Task brief:
The answer must be a single number: how many lines in the entries below contain the word "spending".

##############################

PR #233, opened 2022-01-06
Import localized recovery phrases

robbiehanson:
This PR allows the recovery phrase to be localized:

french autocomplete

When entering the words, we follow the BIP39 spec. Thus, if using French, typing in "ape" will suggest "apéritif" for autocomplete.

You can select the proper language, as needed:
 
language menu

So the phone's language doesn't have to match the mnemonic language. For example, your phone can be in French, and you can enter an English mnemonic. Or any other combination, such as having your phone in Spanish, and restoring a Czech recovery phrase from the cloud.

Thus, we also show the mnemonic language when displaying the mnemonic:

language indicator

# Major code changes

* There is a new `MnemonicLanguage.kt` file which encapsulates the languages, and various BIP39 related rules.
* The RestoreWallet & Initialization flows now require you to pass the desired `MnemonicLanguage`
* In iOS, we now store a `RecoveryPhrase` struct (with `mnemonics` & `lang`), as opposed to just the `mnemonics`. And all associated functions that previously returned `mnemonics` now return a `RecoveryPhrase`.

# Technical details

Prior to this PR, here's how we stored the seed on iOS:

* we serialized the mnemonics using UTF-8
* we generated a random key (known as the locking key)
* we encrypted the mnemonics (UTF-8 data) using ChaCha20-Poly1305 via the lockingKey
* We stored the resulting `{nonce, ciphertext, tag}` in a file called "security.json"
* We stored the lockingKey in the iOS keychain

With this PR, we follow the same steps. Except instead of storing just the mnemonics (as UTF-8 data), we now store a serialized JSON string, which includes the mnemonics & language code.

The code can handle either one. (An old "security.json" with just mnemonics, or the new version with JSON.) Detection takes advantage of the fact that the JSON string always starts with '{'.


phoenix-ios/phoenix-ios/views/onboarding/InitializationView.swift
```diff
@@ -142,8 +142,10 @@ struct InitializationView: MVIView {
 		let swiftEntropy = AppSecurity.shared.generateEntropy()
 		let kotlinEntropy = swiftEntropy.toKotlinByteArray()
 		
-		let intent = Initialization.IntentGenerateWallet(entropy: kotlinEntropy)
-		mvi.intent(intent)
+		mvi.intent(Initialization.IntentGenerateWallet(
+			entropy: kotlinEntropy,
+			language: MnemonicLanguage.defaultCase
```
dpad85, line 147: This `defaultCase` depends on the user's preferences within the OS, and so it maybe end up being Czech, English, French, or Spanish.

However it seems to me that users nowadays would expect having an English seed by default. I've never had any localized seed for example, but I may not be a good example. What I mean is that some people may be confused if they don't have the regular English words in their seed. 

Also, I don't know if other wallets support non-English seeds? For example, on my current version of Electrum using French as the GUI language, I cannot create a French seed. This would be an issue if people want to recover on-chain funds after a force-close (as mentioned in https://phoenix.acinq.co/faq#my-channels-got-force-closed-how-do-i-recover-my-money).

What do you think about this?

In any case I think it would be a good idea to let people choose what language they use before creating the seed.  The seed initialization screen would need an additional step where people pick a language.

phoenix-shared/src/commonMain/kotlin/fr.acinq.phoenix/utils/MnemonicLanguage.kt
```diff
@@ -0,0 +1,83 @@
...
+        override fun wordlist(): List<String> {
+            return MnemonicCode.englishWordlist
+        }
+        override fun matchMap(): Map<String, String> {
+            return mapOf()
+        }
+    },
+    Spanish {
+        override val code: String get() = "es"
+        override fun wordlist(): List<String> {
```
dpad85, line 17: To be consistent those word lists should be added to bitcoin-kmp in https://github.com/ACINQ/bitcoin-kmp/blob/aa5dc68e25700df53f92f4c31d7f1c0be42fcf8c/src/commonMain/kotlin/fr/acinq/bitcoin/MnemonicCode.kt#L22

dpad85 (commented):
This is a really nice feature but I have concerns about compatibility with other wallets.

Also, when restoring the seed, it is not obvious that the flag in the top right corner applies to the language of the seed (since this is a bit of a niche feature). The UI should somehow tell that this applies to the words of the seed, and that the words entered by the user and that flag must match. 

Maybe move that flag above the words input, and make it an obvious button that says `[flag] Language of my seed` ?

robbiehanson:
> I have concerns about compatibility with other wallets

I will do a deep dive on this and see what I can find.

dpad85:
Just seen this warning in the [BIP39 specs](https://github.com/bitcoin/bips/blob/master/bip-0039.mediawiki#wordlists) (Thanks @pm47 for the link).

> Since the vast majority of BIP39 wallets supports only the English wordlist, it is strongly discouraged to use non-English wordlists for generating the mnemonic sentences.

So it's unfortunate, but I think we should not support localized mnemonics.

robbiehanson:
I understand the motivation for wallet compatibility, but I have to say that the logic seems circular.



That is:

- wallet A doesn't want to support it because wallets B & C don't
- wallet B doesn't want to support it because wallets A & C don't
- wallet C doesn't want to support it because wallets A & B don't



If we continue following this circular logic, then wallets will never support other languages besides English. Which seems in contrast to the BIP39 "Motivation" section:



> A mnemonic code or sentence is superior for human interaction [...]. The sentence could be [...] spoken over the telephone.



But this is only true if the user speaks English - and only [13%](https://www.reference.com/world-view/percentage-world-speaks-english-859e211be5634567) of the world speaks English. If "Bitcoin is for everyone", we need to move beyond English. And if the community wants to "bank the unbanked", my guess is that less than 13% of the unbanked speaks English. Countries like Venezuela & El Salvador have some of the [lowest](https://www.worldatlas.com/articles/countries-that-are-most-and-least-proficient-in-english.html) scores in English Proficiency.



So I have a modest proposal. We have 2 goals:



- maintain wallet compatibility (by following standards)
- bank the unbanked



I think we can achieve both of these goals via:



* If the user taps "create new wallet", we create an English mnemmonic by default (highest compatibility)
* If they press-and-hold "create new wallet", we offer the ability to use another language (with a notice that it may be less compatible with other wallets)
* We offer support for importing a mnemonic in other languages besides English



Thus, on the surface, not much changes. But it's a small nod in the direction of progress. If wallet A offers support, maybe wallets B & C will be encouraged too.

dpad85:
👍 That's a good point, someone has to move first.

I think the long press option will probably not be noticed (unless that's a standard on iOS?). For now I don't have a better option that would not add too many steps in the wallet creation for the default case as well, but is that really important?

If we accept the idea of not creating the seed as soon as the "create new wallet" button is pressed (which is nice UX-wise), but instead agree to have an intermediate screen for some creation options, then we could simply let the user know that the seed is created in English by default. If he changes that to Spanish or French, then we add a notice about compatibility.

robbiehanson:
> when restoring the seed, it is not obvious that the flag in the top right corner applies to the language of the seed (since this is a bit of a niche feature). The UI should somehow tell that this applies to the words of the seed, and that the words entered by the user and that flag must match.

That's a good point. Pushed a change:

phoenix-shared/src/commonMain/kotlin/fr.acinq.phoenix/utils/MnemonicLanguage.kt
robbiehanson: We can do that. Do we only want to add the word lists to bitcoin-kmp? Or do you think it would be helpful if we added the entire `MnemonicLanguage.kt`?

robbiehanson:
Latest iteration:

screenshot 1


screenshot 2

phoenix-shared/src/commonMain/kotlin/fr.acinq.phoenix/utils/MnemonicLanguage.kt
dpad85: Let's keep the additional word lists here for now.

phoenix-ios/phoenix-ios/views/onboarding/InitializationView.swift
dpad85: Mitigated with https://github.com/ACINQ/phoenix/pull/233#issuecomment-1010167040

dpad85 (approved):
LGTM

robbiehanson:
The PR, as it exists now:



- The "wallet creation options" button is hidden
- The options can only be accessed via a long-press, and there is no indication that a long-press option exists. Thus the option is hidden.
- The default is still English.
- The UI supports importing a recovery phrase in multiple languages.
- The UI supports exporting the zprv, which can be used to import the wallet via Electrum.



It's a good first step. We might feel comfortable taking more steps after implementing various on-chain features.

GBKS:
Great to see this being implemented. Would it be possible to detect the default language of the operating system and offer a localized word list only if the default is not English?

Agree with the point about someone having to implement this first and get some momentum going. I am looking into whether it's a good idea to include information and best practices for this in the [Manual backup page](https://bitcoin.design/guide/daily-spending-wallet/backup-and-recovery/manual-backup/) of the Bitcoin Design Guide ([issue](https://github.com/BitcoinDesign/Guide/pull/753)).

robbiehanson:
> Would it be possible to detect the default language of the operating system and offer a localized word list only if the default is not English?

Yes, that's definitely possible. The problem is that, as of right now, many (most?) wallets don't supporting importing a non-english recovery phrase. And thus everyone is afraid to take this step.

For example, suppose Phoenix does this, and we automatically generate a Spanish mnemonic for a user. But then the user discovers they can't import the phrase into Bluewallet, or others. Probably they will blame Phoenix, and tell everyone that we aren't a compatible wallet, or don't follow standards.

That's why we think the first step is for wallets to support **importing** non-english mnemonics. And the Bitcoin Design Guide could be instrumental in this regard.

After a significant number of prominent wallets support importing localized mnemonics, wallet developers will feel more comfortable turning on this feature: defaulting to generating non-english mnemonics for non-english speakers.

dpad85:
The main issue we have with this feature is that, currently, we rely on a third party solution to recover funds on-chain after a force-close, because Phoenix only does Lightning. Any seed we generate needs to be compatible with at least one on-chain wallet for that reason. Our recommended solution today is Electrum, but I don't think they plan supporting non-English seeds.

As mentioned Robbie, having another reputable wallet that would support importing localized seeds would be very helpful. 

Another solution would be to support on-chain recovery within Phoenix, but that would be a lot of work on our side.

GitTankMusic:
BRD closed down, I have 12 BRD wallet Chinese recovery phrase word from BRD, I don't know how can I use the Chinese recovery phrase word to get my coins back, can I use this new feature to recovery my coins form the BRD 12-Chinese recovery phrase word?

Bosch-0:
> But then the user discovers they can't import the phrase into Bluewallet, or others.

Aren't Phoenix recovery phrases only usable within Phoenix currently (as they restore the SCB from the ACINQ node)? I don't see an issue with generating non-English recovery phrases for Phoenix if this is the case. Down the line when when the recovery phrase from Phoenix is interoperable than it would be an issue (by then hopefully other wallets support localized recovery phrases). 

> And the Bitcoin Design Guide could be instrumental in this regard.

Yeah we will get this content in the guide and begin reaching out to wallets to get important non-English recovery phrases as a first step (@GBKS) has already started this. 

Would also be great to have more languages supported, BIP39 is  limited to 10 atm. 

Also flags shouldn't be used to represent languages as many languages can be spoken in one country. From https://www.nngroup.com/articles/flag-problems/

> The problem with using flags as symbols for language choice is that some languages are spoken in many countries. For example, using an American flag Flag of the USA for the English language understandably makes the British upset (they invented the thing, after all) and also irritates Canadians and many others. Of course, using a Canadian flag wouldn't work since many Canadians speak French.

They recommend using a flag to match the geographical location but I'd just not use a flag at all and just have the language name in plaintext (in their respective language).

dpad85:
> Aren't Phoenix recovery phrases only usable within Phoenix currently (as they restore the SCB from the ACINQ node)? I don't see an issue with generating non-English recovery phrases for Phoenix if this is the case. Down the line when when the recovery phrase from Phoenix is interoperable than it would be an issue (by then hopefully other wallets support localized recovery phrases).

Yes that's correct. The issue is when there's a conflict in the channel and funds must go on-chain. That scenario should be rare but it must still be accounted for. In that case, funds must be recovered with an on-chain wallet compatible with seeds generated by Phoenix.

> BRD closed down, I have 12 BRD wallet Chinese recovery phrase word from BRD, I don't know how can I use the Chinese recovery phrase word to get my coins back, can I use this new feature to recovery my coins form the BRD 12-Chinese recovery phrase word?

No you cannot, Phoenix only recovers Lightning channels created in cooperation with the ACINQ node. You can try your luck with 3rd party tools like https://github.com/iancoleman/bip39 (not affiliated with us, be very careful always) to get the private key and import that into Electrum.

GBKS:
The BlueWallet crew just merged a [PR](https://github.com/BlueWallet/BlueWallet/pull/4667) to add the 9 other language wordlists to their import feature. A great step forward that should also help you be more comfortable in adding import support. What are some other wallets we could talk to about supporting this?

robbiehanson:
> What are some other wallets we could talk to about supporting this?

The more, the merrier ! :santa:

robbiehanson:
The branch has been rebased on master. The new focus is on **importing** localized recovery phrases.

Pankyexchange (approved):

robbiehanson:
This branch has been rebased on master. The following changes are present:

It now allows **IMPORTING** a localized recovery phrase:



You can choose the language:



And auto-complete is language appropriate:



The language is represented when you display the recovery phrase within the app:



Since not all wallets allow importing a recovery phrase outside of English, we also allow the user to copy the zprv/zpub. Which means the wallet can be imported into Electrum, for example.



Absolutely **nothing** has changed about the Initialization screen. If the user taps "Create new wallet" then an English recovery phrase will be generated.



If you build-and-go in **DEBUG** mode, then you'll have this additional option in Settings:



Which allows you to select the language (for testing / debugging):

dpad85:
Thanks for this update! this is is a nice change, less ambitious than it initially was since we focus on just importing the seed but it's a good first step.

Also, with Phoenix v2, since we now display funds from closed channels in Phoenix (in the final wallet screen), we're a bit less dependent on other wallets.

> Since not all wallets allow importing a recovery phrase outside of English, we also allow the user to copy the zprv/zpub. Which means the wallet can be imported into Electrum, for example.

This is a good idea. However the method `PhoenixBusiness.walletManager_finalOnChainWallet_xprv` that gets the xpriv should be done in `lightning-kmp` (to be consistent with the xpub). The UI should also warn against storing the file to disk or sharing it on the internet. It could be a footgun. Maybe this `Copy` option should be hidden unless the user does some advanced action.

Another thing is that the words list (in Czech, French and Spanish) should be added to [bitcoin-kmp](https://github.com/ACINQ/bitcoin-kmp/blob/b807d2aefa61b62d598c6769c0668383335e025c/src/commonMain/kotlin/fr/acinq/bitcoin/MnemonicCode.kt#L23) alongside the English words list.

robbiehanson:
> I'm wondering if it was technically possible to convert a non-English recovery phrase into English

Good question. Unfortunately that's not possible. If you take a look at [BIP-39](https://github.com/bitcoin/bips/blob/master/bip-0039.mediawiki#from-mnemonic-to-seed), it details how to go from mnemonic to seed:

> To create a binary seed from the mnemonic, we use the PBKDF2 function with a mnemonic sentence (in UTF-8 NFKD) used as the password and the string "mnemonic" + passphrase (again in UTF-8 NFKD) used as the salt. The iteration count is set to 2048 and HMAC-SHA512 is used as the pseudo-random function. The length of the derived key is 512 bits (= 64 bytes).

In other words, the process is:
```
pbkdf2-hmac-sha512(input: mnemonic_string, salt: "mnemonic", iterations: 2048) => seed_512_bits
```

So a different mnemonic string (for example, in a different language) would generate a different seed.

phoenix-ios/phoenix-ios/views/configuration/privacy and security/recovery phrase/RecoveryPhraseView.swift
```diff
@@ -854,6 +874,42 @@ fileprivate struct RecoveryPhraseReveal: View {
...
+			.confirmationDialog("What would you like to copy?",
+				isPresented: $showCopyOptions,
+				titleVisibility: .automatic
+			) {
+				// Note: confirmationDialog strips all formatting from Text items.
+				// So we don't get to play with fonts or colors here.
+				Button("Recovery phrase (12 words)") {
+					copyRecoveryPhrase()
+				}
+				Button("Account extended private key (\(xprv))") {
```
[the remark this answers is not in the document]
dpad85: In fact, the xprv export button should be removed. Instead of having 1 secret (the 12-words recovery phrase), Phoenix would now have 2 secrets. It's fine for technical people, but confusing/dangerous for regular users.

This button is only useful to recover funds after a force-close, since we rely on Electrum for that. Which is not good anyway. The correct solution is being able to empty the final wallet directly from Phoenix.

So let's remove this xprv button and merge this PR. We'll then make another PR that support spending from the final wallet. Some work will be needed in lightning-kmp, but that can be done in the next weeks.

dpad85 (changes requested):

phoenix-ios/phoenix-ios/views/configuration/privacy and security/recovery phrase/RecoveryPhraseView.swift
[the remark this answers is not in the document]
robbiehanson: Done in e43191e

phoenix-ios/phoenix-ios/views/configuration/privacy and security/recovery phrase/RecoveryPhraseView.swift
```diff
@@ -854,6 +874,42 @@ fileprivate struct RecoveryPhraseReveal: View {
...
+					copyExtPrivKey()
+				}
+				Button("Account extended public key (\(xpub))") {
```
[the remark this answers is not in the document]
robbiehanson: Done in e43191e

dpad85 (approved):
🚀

##############################

Exercise answer:
2